---
license: apache-2.0
base_model: stabilityai/stable-diffusion-xl-base-1.0
tags:
- stable-diffusion-xl
- stable-diffusion-xl-diffusers
- text-to-image
- diffusers
- controlnet
inference: false
language:
- en
pipeline_tag: text-to-image
---

# Softedge ControlNet
EcomXL contains a series of text-to-image diffusion models optimized for e-commerce scenarios, developed based on [Stable Diffusion XL](https://huggingface.co/stabilityai/stable-diffusion-xl-base-1.0).<br/>
The controlnet weights are fine-tuned based on stable-diffusion-xl-base-1.0.
It works good on SDXL as well as community models based on SDXL.
The model is trained on general data and taobao e-commerce data, and has good capabilities in both general and e-commerce scenarios.

## Examples
These cases are generated using AUTOMATIC1111/stable-diffusion-webui.

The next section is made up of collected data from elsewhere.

Issue #1603, opened 2023-07-18
Feature request: SOSEMANUK, Salsa Variants, ChaCha Variants, HC-256, HC-128, RC5, RC6, TEA, XTEA


stevemk14ebr:
**Is your feature request related to a problem? Please describe.**
The ciphers SOSEMANUK, Salsa, ChaCha8, ChaCha12, HC-256, HC-128, RC5, RC6, TEA, XTEA are all currently missing, but are ones I have seen used in malware at one point or another or are otherwise popular. 

**Describe the solution you'd like**
Please consider adding support for these ciphers

**Describe alternatives you've considered**
Using other tools or creating custom one off decoders is the current workaround

**Additional context**
ChaCha variants: https://cr.yp.to/chacha.html vary in the internal number of rounds they compute

```
The Salsa20 directory in version 2008.01.20 of the eSTREAM benchmarking suite includes several implementations of ChaCha8 (and ChaCha12 and ChaCha20): 
```
Reference
ChaCha8: https://cr.yp.to/streamciphers/timings/estreambench/submissions/salsa20/chacha8/ref/chacha.c
ChaCha12: https://cr.yp.to/streamciphers/timings/estreambench/submissions/salsa20/chacha12/ref/chacha.c
ChaCha20: https://cr.yp.to/streamciphers/timings/estreambench/submissions/salsa20/chacha20/ref/chacha.c
Salsa20: https://cr.yp.to/snuffle/salsa20/ref/salsa20.c

Salsa 20/8 and Salsa 20/12 variants:
https://cr.yp.to/snuffle/812.pdf

I could not find a reference implementation for these variants, but exactly like chacha variants. They only vary in the number of internal rounds. Please also include the variants with differing rounds or make it a parameter which defaults to 20.

SOSEMANUK: https://www.ecrypt.eu.org/stream/e2-sosemanuk.html
TEA: https://en.wikipedia.org/wiki/Tiny_Encryption_Algorithm
XTEA: https://en.wikipedia.org/wiki/XTEA

joostrijneveld:
Note that ChaCha8 and ChaCha12 are available through the ChaCha operation; you can set the round number from 20 to 12 or 8.

stevemk14ebr:
ChaCha is present yea, the others are not though

a3957273:
[...]

PR #1750, opened 2024-03-10
Add Salsa20 and XSalsa20 operation

joostrijneveld:
As a continuation of #1466 and #1606, this adds the Salsa20 and XSalsa20 stream ciphers, as well as parameters to support their round-reduced variants (Salsa20/8, Salsa20/12, XSalsa20/8, XSalsa20/12).

This relates to #1603 as well.


a3957273 (approved):

a3957273:
Just tried it out and this seems like a fantastic implementation.

Whilst I'm not sure on some of the decisions here (e.g. including 'output format', when the 'to hex' operation exists), it does match the rest of the crypt operations that are implemented within CyberChef.

Thanks for the contribution ❤️ .

joostrijneveld:
Thanks for merging!

> Whilst I'm not sure on some of the decisions here (e.g. including 'output format', when the 'to hex' operation exists), it does match the rest of the crypt operations that are implemented within CyberChef.

I completely agree; the same goes for input formats to some extent, I suppose. While I was somewhat reluctant, I figured I'd try to be consistent with the existing modules. There's definitely something to be said for small, atomic operations. Should we create a separate issue to clean up output formats across the various (crypt) recipes?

`softedge`|`weight-0.6`|`weight-0.8`
:--:|:--:|:--:
![images)](./images/1_0.png) | ![images)](./images/1_1.png) | ![images)](./images/1_2.png)
![images)](./images/2_0.png) | ![images)](./images/2_1.png) | ![images)](./images/2_2.png)
![images)](./images/3_0.png) | ![images)](./images/3_1.png) | ![images)](./images/3_2.png)
![images)](./images/4_0.png) | ![images)](./images/4_1.png) | ![images)](./images/4_2.png)


## Usage with Diffusers
```python
from diffusers import (
    ControlNetModel,
    StableDiffusionXLControlNetPipeline,
    DPMSolverMultistepScheduler,
    AutoencoderKL
)
from diffusers.utils import load_image
from controlnet_aux import PidiNetDetector, HEDdetector
import torch
from PIL import Image

controlnet = ControlNetModel.from_pretrained(
    "alimama-creative/EcomXL_controlnet_softedge", torch_dtype=torch.float16, use_safetensors=True
)
vae = AutoencoderKL.from_pretrained('madebyollin/sdxl-vae-fp16-fix', torch_dtype=torch.float16)
pipe = StableDiffusionXLControlNetPipeline.from_pretrained(
    "stabilityai/stable-diffusion-xl-base-1.0", 
    controlnet=controlnet, 
    vae=vae,
    torch_dtype=torch.float16
)

pipe.scheduler = DPMSolverMultistepScheduler.from_config(pipe.scheduler.config)
# pipe.enable_xformers_memory_efficient_attention()
pipe.to(device="cuda", dtype=torch.float16)
pipe.enable_vae_slicing()


image = load_image(
    "https://huggingface.co/alimama-creative/EcomXL_controlnet_softedge/resolve/main/images/1_1.png"
)
edge_processor = PidiNetDetector.from_pretrained('lllyasviel/Annotators')
edge_image = edge_processor(image, safe=False) # set True to use pidisafe

prompt="a bottle on the Twilight Grassland, Sitting on the ground, a couple of tall grass sitting in a field of tall grass, sunset,"
negative_prompt = "low quality, bad quality, sketches"

output = pipe(
    prompt, 
    negative_prompt=negative_prompt, 
    image=edge_image, 
    num_inference_steps=25,
    controlnet_conditioning_scale=0.6,
    guidance_scale=7,
    width=1024,
    height=1024,
).images[0]

output.save(f'test_edge.png')

```
The model exhibits good performance when the controlnet weight (controlnet_condition_scale) is within the range of 0.6 to 0.8.

## Training details

Mixed precision: FP16<br/>
Learning rate: 1e-5<br/>
batch size: 1024<br/>
Noise offset: 0.05<br/>
The model is trained for 37k steps.
The training data includes 12M laion2B and internal sources images with aesthetic 6 plus, as well as 3M Taobao e-commerce images. The softedge preproessor during training is randomly selected from pidinet, hed, pidisafe and hedsafe, which are officially supported by Automatic&&Mikubill. The model has good performance when the weight is in 0.6~0.8.